そこには声の通りの人物、(何故か腹にタオルを捲いた)レプリカ野郎がトレイに人数分のティーセットを持って立っていた。
その立ち姿は心なしかしなやかで…
『あら、アッシュ』
自分をそう呼びやがったレプリカ野郎は、にこにこと柔らかな微笑みを浮かべて、自分を見ている。
………………………………………『あら、アッシュ』?
『あら』って何だ。
姉上じゃあるまいし、レプリカ野郎が『あら』って何だ。
それにその微笑みは何だ。
まるで姉上の………姉上、の……………………?
「……………は?」
「久しぶりねぇ。こうして姿が見れて嬉しいわ」
にこにこと微笑みながらレプリカ野郎に話し掛けられる。
それに答えられる訳もなく、呆然と立ち尽くしていたアッシュは、ギシギシと音が立ちそうなぎこちなさで『姉上』に顔を向けた。
「………まさ、か………」
『姉上』は泣きそうな顔でコクリと頷く。
「……俺…ルークなんだよ…」
「っっっっ!!!!」
アッシュは叫ぶ事さえ出来ずに息を呑み、勢いよく『レプリカ野郎』を振り返った。
「…あ…姉上…なのか…?」
どうか違うと言ってくれと、アッシュの心からの願いは、儚くもあっさりと散る事になる。
「ええ、そうよ?」
きょとりと目を瞬かせた『レプリカ野郎』は、今気づいたとばかりに説明を始めた。
「あぁ、この姿?よく解らないけれど、朝起きたらこうなっていたの。
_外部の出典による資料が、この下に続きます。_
Issue #4633, opened 2024-05-23
e2e: corrupted mount not attempting to recover.


iPraveenParihar:
> > replacing, `k8s.io/mount-utils => k8s.io/mount-utils v0.29.3`
> 
> this works!, So, will add a `TODO: update once fixed in mount-utils` and visit later? @Madhu-1

@iPraveenParihar Thank you, lets get it merged and we will revisit mount-utils, lets check what is changed in mount-utils release notes.

_Originally posted by @Madhu-1 in https://github.com/ceph/ceph-csi/issues/4614#issuecomment-2126600054_

iPraveenParihar:
There is a change in the IsLikelyNotMountPoint method: https://github.com/kubernetes/mount-utils/compare/v0.29.3...v0.30.2

From the method description, it is clear that IsLikelyNotMountPoint is not suitable for detecting bind mounts: https://github.com/kubernetes/mount-utils/blob/dfd453c575c09ba21aa9f45bf9a9ddb8724c5e0b/mount_linux.go#L498-L513

ceph-csi uses this method for fuse mount recovery to determine if the path is a valid MountPoint or not. https://github.com/ceph/ceph-csi/blob/202f43c82d63d37bd765dea7ecf8de4037eca7b6/internal/util/util.go#L327-L335

we need alternative method to be used?
thoughts @nixpanic @Madhu-1 ?

nixpanic:
Probably you can delete this function and call `x.mounter.IsMountPoint(...)` directly? I don't see why the indirection is beneficial for anything.

iPraveenParihar:
> Probably you can delete this function and call `x.mounter.IsMountPoint(...)` directly? I don't see why the indirection is beneficial for anything.

`IsMountPoint(...)` is an expensive operation as it enumerates mount points on the Node and then does the evaluate operation on each mount point.
https://github.com/kubernetes/mount-utils/blob/dfd453c575c09ba21aa9f45bf9a9ddb8724c5e0b/mount.go#L72-L79

may be because of that, they chose `IsLikelyNotMountPoint()`?

Madhu-1:
> > Probably you can delete this function and call `x.mounter.IsMountPoint(...)` directly? I don't see why the indirection is beneficial for anything.
> 
[...]

PR #5188, opened 2025-03-04
build: move e2e dependencies into `e2e/go.mod`

nixpanic:
Several packages are only used while running the e2e suite. These
packages are less important to update, as the they can not influence the
final executable that is part of the Ceph-CSI container-image.

By moving these dependencies out of the main Ceph-CSI go.mod, it is
easier to identify if a reported CVE affects Ceph-CSI, or only the
testing (like most of the Kubernetes CVEs).


e2e/rbd.go
```diff
@@ -23,7 +23,8 @@ import (
 	"strings"
 	"time"
 
-	"github.com/ceph/ceph-csi/internal/util"
+	"github.com/ceph/ceph-csi/pkg/util/crypto"
```
Rakshith-R, line 26: This line should have been included in the previous commit.

nixpanic: Ah! yes.

black-dragon74:
If we do not have plans to use `pkg` for anything else, may I suggest a top level `utils` instead?

nixpanic:
> If we do not have plans to use `pkg` for anything else, may I suggest a top level `utils` instead?

`pkg` is a common name for go projects, so I decided to take that. In the future, we may be able to move the internal `rbd.Manager` to a public `pkg` package too, so that other tools (rook cli, or other debugging/troubleshooting tools) can use it.

black-dragon74 (dismissed):

Rakshith-R (dismissed):

nixpanic:
@mergifyio queue

nixpanic:
Might depend on #5193, as testing with the previous Rook version seems to be more stable?

nixpanic:
> Might depend on #5193, as testing with the previous Rook version seems to be more stable?

Included the Rook downgrade in this PR too now, just to see if the CI jobs pass.

nixpanic:
> /retest ci/centos/mini-e2e/k8s-1.32

Failed with:
```
[FAILED] failed to validate omap count for rados ls --pool=myfs-metadata --namespace=csi | grep -v default | grep -v csi.volume.group. | grep -c ^csi.volume.: expected omap object count 4, got 5
```
[logs](https://jenkins-ceph-csi.apps.ocp.cloud.ci.centos.org/blue/organizations/jenkins/mini-e2e_k8s-1.32/detail/mini-e2e_k8s-1.32/109/pipeline)

iPraveenParihar:
> > /retest ci/centos/mini-e2e/k8s-1.32
> 
> Failed with:
> 
> ```
> [FAILED] failed to validate omap count for rados ls --pool=myfs-metadata --namespace=csi | grep -v default | grep -v csi.volume.group. | grep -c ^csi.volume.: expected omap object count 4, got 5
> ```
> 
> [logs](https://jenkins-ceph-csi.apps.ocp.cloud.ci.centos.org/blue/organizations/jenkins/mini-e2e_k8s-1.32/detail/mini-e2e_k8s-1.32/109/pipeline)


@nixpanic, all jobs have failed at the CephFS test `verifying that ceph-fuse recovery works for new pods`. The NFS test failures are due to stale entries from the failed CephFS test case, so they can be ignored.

I've seen this test case fail previously with mount-utils versions later than v0.29.3 (reference: https://github.com/ceph/ceph-csi/issues/4633). To address this, I had added k8s.io/mount-utils v0.29.3 in the replace section, but it's missing from the main go.mod file, which I suspect is causing the failure. Could you try adding the replace directive in the main go.mod file and see if that resolves the issue?

nixpanic:
> @nixpanic, all jobs have failed at the CephFS test `verifying that ceph-fuse recovery works for new pods`. The NFS test failures are due to stale entries from the failed CephFS test case, so they can be ignored.
> 
> I've seen this test case fail previously with mount-utils versions later than v0.29.3 (reference: #4633). To address this, I had added k8s.io/mount-utils v0.29.3 in the replace section, but it's missing from the main go.mod file, which I suspect is causing the failure. Could you try adding the replace directive in the main go.mod file and see if that resolves the issue?

Thanks for the suggestion, @iPraveenParihar! The replacing of `mount-utils` is done in the `e2e/go.mod` file, but not anymore in main `go.mod`. I have added that now again, lets see ho things go :crossed_fingers:

nixpanic:
> Thanks for the suggestion, @iPraveenParihar! The replacing of `mount-utils` is done in the `e2e/go.mod` file, but not anymore in main `go.mod`. I have added that now again, lets see ho things go 🤞

Seems to pass with the old mount-utils package!

black-dragon74 (approved):

Rakshith-R (approved):

Rakshith-R:
@mergifyio queue

PR #5203, opened 2025-03-07
util: do not use `mount-utils.IsLikelyNotMountPoint` anymore

### LINKED ISSUE #4633: e2e: corrupted mount not attempting to recover.

nixpanic:
`IsLikelyNotMountPoint()` is an optimized version for `IsMountPoint()`
which can not detect all type of mounts (anymore). The slower
`IsMountPoint()` is more safe to use. This can cause a slight
performance regression in the case there are many mountpoints on the
system, but correctness is more important than speed while mounting.

Fixes: #4633


Madhu-1:
@nixpanic we are using `IsLikelyNotMountPoint` in two other places (nfs,rbd) can we replace it as well?

nixpanic:
> @nixpanic we are using `IsLikelyNotMountPoint` in two other places (nfs,rbd) can we replace it as well?

Sure, done!

internal/nfs/nodeserver/nodeserver.go
```diff
@@ -200,7 +200,7 @@ func (ns *NodeServer) mountNFS(
 		err    error
 	)
 
-	notMnt, err := ns.Mounter.IsLikelyNotMountPoint(mountPoint)
+	notMnt, err := ns.Mounter.IsMountPoint(mountPoint)
```
Madhu-1: we should change `notMnt` to `Ismnt` or something like that and we should reverse the check for it because `IsLikelyNotMountPoint` was returning its a mount point or not as `!` operation of IsMountPoint

Madhu-1 (changes requested):

internal/nfs/nodeserver/nodeserver.go
nixpanic: Ah, yes :facepalm:

nixpanic: This should have been addressed now. Thanks for catching!

internal/nfs/nodeserver/nodeserver.go
```diff
@@ -200,19 +200,19 @@ func (ns *NodeServer) mountNFS(
...
-	notMnt, err := ns.Mounter.IsLikelyNotMountPoint(mountPoint)
+	isMnt, err := ns.Mounter.IsMountPoint(mountPoint)
 	if err != nil {
 		if os.IsNotExist(err) {
 			err = os.MkdirAll(mountPoint, defaultMountPermission)
 			if err != nil {
 				return err
 			}
-			notMnt = true
+			isMnt = false
```
Madhu-1, line 210: i think this check is not required, because of an error, isMnt will be set to false by default

internal/rbd/nodeserver.go
```diff
@@ -880,9 +880,9 @@ func (ns *NodeServer) mountVolume(ctx context.Context, stagingPath string, req *
 
 func (ns *NodeServer) createTargetMountPath(ctx context.Context, mountPath string, isBlock bool) (bool, error) {
```
Madhu-1, line 886: can we update the `createTargetMountPath` to return isMnt to check it simple, returning `!` and doing `!` check on the function return value looks so confusing :(

Madhu-1 (commented):
LGTM, if possible please see if you can address the nits.

internal/rbd/nodeserver.go
nixpanic: Sure, I can clean that up. It confused me a little too.

nixpanic: @Madhu-1 , please have an other look. The 2nd commit simplifies `createTargetMountPath()`.

Madhu-1 (approved):
LGTM

iPraveenParihar (approved):

Rakshith-R:
@mergifyio queue

PR #5206, opened 2025-03-10
rbd: use ListChildrenAttributes() instead of ListChildren()

### LINKED ISSUE #5173: rbd: Avoid flattening child images which are in trash
# Describe the bug #

Currently, `ListChildren()` goceph function lists all child images regardless of their existence in trash.
https://github.com/ceph/ceph-csi/blob/43b150f14d2858f2bdcd268d8fac16377a98b8a4/internal/rbd/rbd_util.go#L2039

https://github.com/ceph/go-ceph/blob/e84ad6c5a35c0514773539c3462af300c3b50584/rbd/snapshot_nautilus.go#L138

We need to make use of new go-ceph API `ListChildrenWithParams` API in order to distinguish child images in trash and avoid trying to flatten them. 
https://github.com/ceph/go-ceph/pull/1079

Rakshith-R:

This commit modifies listSnapAndChildren() to make use of ListChildrenAttributes() instead of ListChildren() which allows us to filter out images in trash.
This commit also order the alive images so that temp clone images are followed by images backing volume snapshots so that temp clone images are flattened first.

Yes

No

## Related issues ##

Fixes: #5173 

**Checklist:**

  guidelines in the [developer
* [ ] [Pending release

---

<details>

</details>

### DIFF
--- a/internal/rbd/controllerserver.go
+++ b/internal/rbd/controllerserver.go
@@ -590,7 +590,7 @@ func (cs *ControllerServer) repairExistingVolume(ctx context.Context, req *csi.C
 // are more than the `minSnapshotOnImage` Add a task to flatten all the
 // temporary cloned images.
 func flattenTemporaryClonedImages(ctx context.Context, rbdVol *rbdVolume, cr *util.Credentials) error {
-	snaps, children, err := rbdVol.listSnapAndChildren()
+	snapAndChildrenInfo, err := rbdVol.listSnapAndChildren()
 	if err != nil {
 		if errors.Is(err, util.ErrImageNotFound) {
 			return status.Error(codes.InvalidArgument, err.Error())
@@ -598,6 +598,17 @@ func flattenTemporaryClonedImages(ctx context.Context, rbdVol *rbdVolume, cr *ut
 
 		return status.Error(codes.Internal, err.Error())
 	}
+	children := make([]string, 0)
+	// order the temp clone images first followed by the volume snapshot
+	// images so that the temp clone images are flattened first.
+	// This is done in order to:
+	// - increase number of snapshots which can be supported for
+	// changed block tracking(rbd snap diff).
+	// - favor scalability since multiple PVCs can be restored from same
+	// volumesnapshot versus just one PVC-PVC clone.
+	children = append(children, snapAndChildrenInfo.TempCloneChildren...)
+	children = append(children, snapAndChildrenInfo.VolumeSnapshotChildren...)
+	snaps := snapAndChildrenInfo.SnapInfoList
 
 	if len(snaps) > int(maxSnapshotsOnImage) {
 		log.DebugLog(
--- a/internal/rbd/rbd_util.go
+++ b/internal/rbd/rbd_util.go
@@ -84,6 +84,10 @@ const (
 
 	// clusterNameKey cluster Key, set on RBD image.
 	clusterNameKey = "csi.ceph.com/cluster/name"
+
+	// Suffix added to the temp cloned image name.
+	// This will always be (rbd image name + "-temp").
+	tempImageSuffix = "-temp"
 )
 
 // rbdImage contains common attributes and methods for the rbdVolume and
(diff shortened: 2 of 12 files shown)


internal/rbd/rbd_util.go
```diff
@@ -2038,12 +2041,28 @@ func (ri *rbdImage) listSnapAndChildren() ([]librbd.SnapInfo, []string, error) {
 		return nil, nil, err
 	}
 
-	// ListChildren() returns pools, images, err.
-	_, children, err := image.ListChildren()
+	// ListChildrenAttributes() returns child ImageSpec list, err.
```
nixpanic: you can drop this comment, I think the function is rather clear

internal/rbd/rbd_util.go
```diff
@@ -2038,12 +2041,28 @@ func (ri *rbdImage) listSnapAndChildren() ([]librbd.SnapInfo, []string, error) {
...
 		return nil, nil, err
 	}
 
+	children := make([]string, 0)
+	volSnapChildren := make([]string, 0)
+	for _, child := range childImageSpecList {
+		if child.Trash {
+			continue
+		}
+		if strings.HasSuffix(child.ImageName, "-temp") {
```
nixpanic: Maybe consider adding a `isTempImage(child)` function?

internal/rbd/rbd_util.go
```diff
@@ -2038,12 +2041,28 @@ func (ri *rbdImage) listSnapAndChildren() ([]librbd.SnapInfo, []string, error) {
...
+			children = append(children, child.ImageName)
+		} else {
+			volSnapChildren = append(volSnapChildren, child.ImageName)
+		}
+	}
+	// order the temp clone images first followed by the volume snapshots
+	// so that the temp clones are flattened first.
```
nixpanic: This is the 2nd comment about `temp clones are flattened first`. I don't get why that is the case. If that is a requirement of the returned list, mention something about the order. Or wherever the list is consumed, use some other way of inspecting the list. Might be cleaner to return two lists, so that the distinction is very clear.

Rakshith-R: > This is the 2nd comment about `temp clones are flattened first`. I don't get why that is the case. If that is a requirement of the returned list, mention something about the order. Or wherever the list is consumed, use some other way of inspecting the list. Might be cleaner to return two lists, so that the distinction is very clear.

I've removed it from the function definition, since we still are returning full list of child images which are not in trash.

I've expanded the comment in this section with reasons why such ordering is done so it can be understood in the future.

nixpanic: Thanks, that makes things a little bit clearer. I don't understand (yet) if, and why callers need to care about the order in the list that is returned. If callers need to care, or benefit from it, why not return separate lists? Or, a struct like `{ snaps, tempChildren, volSnapChildren }` so that callers of the function are very aware of the differences, and can decide how to handle them?

Rakshith-R: > Thanks, that makes things a little bit clearer. I don't understand (yet) if, and why callers need to care about the order in the list that is returned. If callers need to care, or benefit from it, why not return separate lists? Or, a struct like `{ snaps, tempChildren, volSnapChildren }` so that callers of the function are very aware of the differences, and can decide how to handle them?

I've moved the logic to order images into the caller and added a struct for returned parameters.
PTAL

internal/rbd/rbd_util.go
```diff
@@ -2025,26 +2029,49 @@ func (ri *rbdImage) DisableDeepFlatten() error {
 	return image.UpdateFeatures(librbd.FeatureDeepFlatten, false)
 }
 
-// listSnapAndChildren returns list of names of snapshots and child images.
-func (ri *rbdImage) listSnapAndChildren() ([]librbd.SnapInfo, []string, error) {
+type SnapAndChildrenInfo struct {
```
nixpanic: No need to export this, use `snapAndChildrenInfo` instead.

nixpanic (commented):
Thanks, makes it much cleaner. Just a nit that needs addressing.

internal/rbd/controllerserver.go
```diff
@@ -590,14 +590,23 @@ func (cs *ControllerServer) repairExistingVolume(ctx context.Context, req *csi.C
...
 		return status.Error(codes.Internal, err.Error())
 	}
+	// order the temp clone images first followed by the volume snapshot
+	// images so that the temp clone images are flattened first.
+	// This is done in order to:
+	// - increase number of snapshots which can be supported for
+	// changed block tracking(rbd snap diff).
+	// - favor scalability since multiple PVCs can be restored from same
+	// volumesnapshot versus just one PVC-PVC clone.
+	children := append(snapAndChildrenInfo.TempCloneChildren, snapAndChildrenInfo.VolumeSnapshotChildren...)
```
nixpanic: **golangci-lint** complains about this. `append()` may modify the 1st parameter (`snapAndChildrenInfo`), which could cause confusion later on in case it is used again ([docs](https://pkg.go.dev/builtin#append)).

Instead, you could do it like this:
```go
children := make([]string, len(snapAndChildrenInfo.TempCloneChildren) + len(snapAndChildrenInfo.VolumeSnapshotChildren))
children = append(children, snapAndChildrenInfo.TempCloneChildren...)
children = append(children, snapAndChildrenInfo.VolumeSnapshotChildren...)
```

nixpanic (dismissed):

Rakshith-R:
> **golangci-lint** complains about this. `append()` may modify the 1st parameter (`snapAndChildrenInfo`), which could cause confusion later on in case it is used again ([docs](https://pkg.go.dev/builtin#append)).
> 
> Instead, you could do it like this:
> 
> ```go
> children := make([]string, len(snapAndChildrenInfo.TempCloneChildren) + len(snapAndChildrenInfo.VolumeSnapshotChildren))
> children = append(children, snapAndChildrenInfo.TempCloneChildren...)
> children = append(children, snapAndChildrenInfo.VolumeSnapshotChildren...)
> ```

It needs to be initialized with zero length :(
ci passes now
ptal

nixpanic (approved):

yati1998 (approved):

Rakshith-R:
@mergifyio queue

Rakshith-R:
Upgrade tests are failing due to 
https://github.com/ceph/ceph-csi/pull/5211

Rakshith-R:
@mergifyio requeue

PR #5253, opened 2025-04-03
e2e: `Skip()` inside a test case causes other cases to be skipped

nixpanic:
The Ginkgo `Skip()` function does not only skip the current `By()`, but
it's parent `It()` function. That means other `By()` tests will not be
run after a `Skip()` was called.

Replacing the `Skip()` with an early return of the function makes sure
that all `By()` tests are executed.


Rakshith-R (approved):

iPraveenParihar (approved):

nixpanic:
@mergifyio queue

nixpanic:
@mergifyio rebase

iPraveenParihar:
@Mergifyio queue

Issue #5282, opened 2025-04-17
Failing to mount cephfs volumes with invalid argument


Starttoaster:
# Describe the bug #

I upgraded ceph-csi in my clusters to 3.14.0 last week, for both rbd and cephfs. I began seeing cephfs volumes failing to mount with an error from nodeplugin stating `invalid argument`.

I'm not sure what the invalid argument actually is, the logs don't quite make that clear. But I noted this old Issue exhibited a similar logline https://github.com/ceph/ceph-csi/issues/2254

And I noted in the 3.14.0 release this PR https://github.com/ceph/ceph-csi/pull/5090 changed the cephfs mount syntax. Not sure if it's related, but seemed suspicious.

# Environment details #

- Image/version of Ceph CSI driver : 3.14.0
- Helm chart version : 3.14.0
- Kernel version : `5.15.0-135-generic` on the k8s nodes
- Mounter used for mounting PVC (for cephFS its `fuse` or `kernel`. for rbd its
  `krbd` or `rbd-nbd`) : we didn't specify it, so admittedly I'm not sure. I'll update this when I find out
- Kubernetes cluster version : 1.32.3
- Ceph cluster version : 18.2.2

# Steps to reproduce #

1. Setup details: 'Deploy the latest release (3.14.0) of ceph-csi for cephfs with mostly default settings', values file below:

```yaml
csiConfig:
  - clusterID: $CEPH_CLUSTER_ID
    monitors: $CEPH_MONITORS
    readAffinity:
      enabled: true
      crushLocationLabels:
        - topology.kubernetes.io/region
        - topology.kubernetes.io/zone

readAffinity:
  enabled: true
  crushLocationLabels:
    - topology.kubernetes.io/region
    - topology.kubernetes.io/zone

nodeplugin:
  httpMetrics:
    containerPort: 8187

storageClass:
  create: true
  name: cephfs-nvme
  clusterID: $CEPH_CLUSTER_ID
  fsName: $CEPHFS_FS
  pool: $CEPHFS_POOL

secret:
  create: true
  adminID: $CEPHFS_USERNAME
  adminKey: $CEPHFS_KEY

kubeletDir: /var/lib/k0s/kubelet
```

2. Create a PVC with ReadWriteMany, and a Pod that mounts it.
3. See error

# Actual results #

ceph-csi failed to mount these volumes, receiving an invalid argument error.

# Expected behavior #

cephfs would mount my volumes.

# Logs #

[...]

PR #5288, opened 2025-04-22
helm: mark userID and userKey required in secret

black-dragon74:

This patch marks `userID` and `userKey` required in helm values.

A release note has been added for the same as well.

Ref:  https://github.com/ceph/ceph-csi/issues/5282

### DIFF
--- a/PendingReleaseNotes.md
+++ b/PendingReleaseNotes.md
@@ -2,6 +2,9 @@
 
 ## Breaking Changes
 
+- Support for `secret.adminID` and `secret.adminKey` has been deprecated and removed
+  from Helm charts. Please use `secret.userID` and `secret.userKey` instead.
+
 ## Features
 
 ## NOTE
--- a/charts/ceph-csi-cephfs/templates/secret.yaml
+++ b/charts/ceph-csi-cephfs/templates/secret.yaml
@@ -14,6 +14,6 @@ metadata:
     heritage: {{ .Release.Service }}
     {{- with .Values.commonLabels }}{{ toYaml . | trim | nindent 4 }}{{- end }}
 stringData:
-  userID: {{ .Values.secret.userID }}
-  userKey: {{ .Values.secret.userKey }}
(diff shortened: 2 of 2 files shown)


PendingReleaseNotes.md
```diff
@@ -2,6 +2,9 @@
 
 ## Breaking Changes
 
+- Support for `secret.adminID` and `secret.adminKey` has been deprecated and removed.
```
nixpanic: I think it is only removed from the Helm charts? It is not a breaking change if users did not use Helm to deploy? That could be explained a little better.

charts/ceph-csi-cephfs/templates/secret.yaml
```diff
@@ -14,6 +14,6 @@ metadata:
     heritage: {{ .Release.Service }}
     {{- with .Values.commonLabels }}{{ toYaml . | trim | nindent 4 }}{{- end }}
 stringData:
-  userID: {{ .Values.secret.userID }}
-  userKey: {{ .Values.secret.userKey }}
+  userID: {{ required "A valid userID must be specified in secret" .Values.secret.userID }}
+  userKey: {{ required "A valid userKey must be specified in secret" .Values.secret.userKey }}
```
Madhu-1, line 18: should we add adminID and adminKey back in this release and deprecate it and Remove it in next major release?

thoughts?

びっくりしたわ、ふふふ」
ふふふじゃないだろ。
相手が正真正銘『レプリカ野郎』だったなら、アッシュは迷う事なくシバき倒しド突き回しぶっ飛ばしたに違いない。
しかし、アッシュは悟ってしまった。
『これ』は間違いなく、『姉上』その人だと。
「っくしゅ!」
またも呆然と立ち尽くすアッシュをよそに、可愛らしいくしゃみをした『レプリカ野郎』改め『姉上』は、テーブルにトレイを置くなり、もじり、と自らの腹部を抱き締めた。
その瞬間…--------
「やっぱりお腹が寒いわねぇ……」
--------…アッシュが灰になった。
執筆 20081229
あとがき
Project投稿ネタ
「入れ替わりネタ続編」&「シスコンなアッシュ」
を基に書いてみました。
異様に人気を博したらしい「入れ替わりネタ」ですが、あの先を考えつけなかったのでアッシュを巻き添えにしてみました。
同時進行だったのでメンバーの出番皆無だしアッシュメインだしで偏った話になっちゃいましたが、如何でしたでしょうか?
どうでもいいんですが、宿屋に乗り込んで来た時のアッシュが24の某主人公みたいだと今更思いました。